= Your instructions =
Give each entry back by retyping it exactly as written.

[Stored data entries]
►
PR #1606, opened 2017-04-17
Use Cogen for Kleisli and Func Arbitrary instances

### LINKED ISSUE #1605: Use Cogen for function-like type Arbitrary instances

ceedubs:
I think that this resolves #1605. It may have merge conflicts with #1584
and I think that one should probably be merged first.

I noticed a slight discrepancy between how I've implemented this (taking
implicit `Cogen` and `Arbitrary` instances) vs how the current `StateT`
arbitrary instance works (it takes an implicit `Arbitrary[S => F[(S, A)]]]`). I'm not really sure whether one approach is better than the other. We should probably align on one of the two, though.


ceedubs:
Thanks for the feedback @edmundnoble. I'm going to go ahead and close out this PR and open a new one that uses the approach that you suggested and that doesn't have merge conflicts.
◄
= Solution to the problem =
PR #1606, opened 2017-04-17
Use Cogen for Kleisli and Func Arbitrary instances

### LINKED ISSUE #1605: Use Cogen for function-like type Arbitrary instances

ceedubs:
I think that this resolves #1605. It may have merge conflicts with #1584
and I think that one should probably be merged first.

I noticed a slight discrepancy between how I've implemented this (taking
implicit `Cogen` and `Arbitrary` instances) vs how the current `StateT`
arbitrary instance works (it takes an implicit `Arbitrary[S => F[(S, A)]]]`). I'm not really sure whether one approach is better than the other. We should probably align on one of the two, though.


ceedubs:
Thanks for the feedback @edmundnoble. I'm going to go ahead and close out this PR and open a new one that uses the approach that you suggested and that doesn't have merge conflicts.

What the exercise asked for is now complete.